A dramedy about a scientist caught between his home life and wife and a rambunctious political radical probably would have done numbers as a Hugh Grant movie in the 1990s, but it’s not the focal point here.

The female characters exist more to add texture to Oppenheimer’s interior struggles than to have their own stories. Unless you’ve read American Prometheus, the book that Nolan took inspiration from, you may forget which one is which: the wife and the mistress. They have the same haircut and flat contribution to the story.

It’s difficult to think of an instance where Nolan directed one of his female stars to success, which is not to say that he’s a chauvinist – it’s more annoying when male directors try to force feminist themes into their movies – but he just doesn’t seem interested. Some thought Anne Hathaway bucked that trend in Interstellar, but that feels less convincing an argument by the day.
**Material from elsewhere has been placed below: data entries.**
PR #201, opened 2016-04-05
Do not release NSDateFormatter and instead reset property values if d…

irvingruan:
…ate formats change.

### DIFF
--- a/BoxContentSDK/BoxContentSDK/Categories/NSDate+BOXAdditions.m
+++ b/BoxContentSDK/BoxContentSDK/Categories/NSDate+BOXAdditions.m
@@ -40,6 +40,7 @@
 
 - (NSString *)box_ISO8601String
 {
+    static NSString *token = @"box_iso8601stringToken";
     static BOXISO8601DateFormatter *dateFormatter;
     static dispatch_once_t pred;
     dispatch_once(&pred, ^{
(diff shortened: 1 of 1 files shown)


boxcla:

boxtcarpel:
We caught up offline. I think we should synchronize the stringFromDate: call in box_ISO8601String in NSDate+BOXAdditions instead. It's the overarching, simplest change that should cover all of the cases. Assuming that our diagnosis is correct and that code is the cause for the crash.

BoxContentSDK/BoxContentSDK/Categories/NSDate+BOXAdditions.m
```diff
@@ -49,8 +49,10 @@ - (NSString *)box_ISO8601String
         dateFormatter.includeTime = YES;
         dateFormatter.defaultTimeZone = [[NSTimeZone alloc] initWithName:@"UTC"];
     });
-    
-    return [dateFormatter stringFromDate:self];
+
+    @synchronized (dateFormatter) {
```
boxtcarpel: Lets be consistent with the method above.

BoxContentSDK/BoxContentSDK/Categories/NSDate+BOXAdditions.m
```diff
@@ -49,8 +49,10 @@ - (NSString *)box_ISO8601String
...
+        return [dateFormatter stringFromDate:self];
```
boxtcarpel: lets set up the string here, inside the synchronized block, and then return it below.

That makes it easier to debug, for breakpoints etc

irvingruan: +1

boxtcarpel:
+2 LGTM

:diamond_shape_with_a_dot_inside:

Nolan is known for his virtuosity in many areas of filmmaking but writing female characters isn’t really one of them. He likes to shatter his male protagonist’s psyche like glass and then see if he can jigsaw the pieces back together, with his female leads usually being accessories to that. Nolan’s always under scrutiny, though, as one of the last directors in Hollywood who’s considered an artist and auteur. Just the other day, Nolan was being interrogated by pedants online who were angry that Matt Damon’s helmet in a promo for his upcoming adaptation of Homer’s The Odyssey is historically incorrect as it’s from the late Roman Republic and early Empire, not Bronze Age Greece.

Florence Pugh doesn’t seem to have an issue with the writing of her character, however. Whether this is the fork-tongued hissing of PR-oriented media training or her own opinion, she said in an interview with Collider that “working with Christopher Nolan was quite possibly one of the most thrilling experiences in a different way, partly because he works with professionals. He is a professional.”

It’s often hard to tell if an actor is promoting a movie or being honest, but Pugh has a reputation for the latter. She seemed genuinely enamoured with Nolan’s “dedication to the craft of filmmaking”. It’s high praise from an actor who rarely delivers it without due course.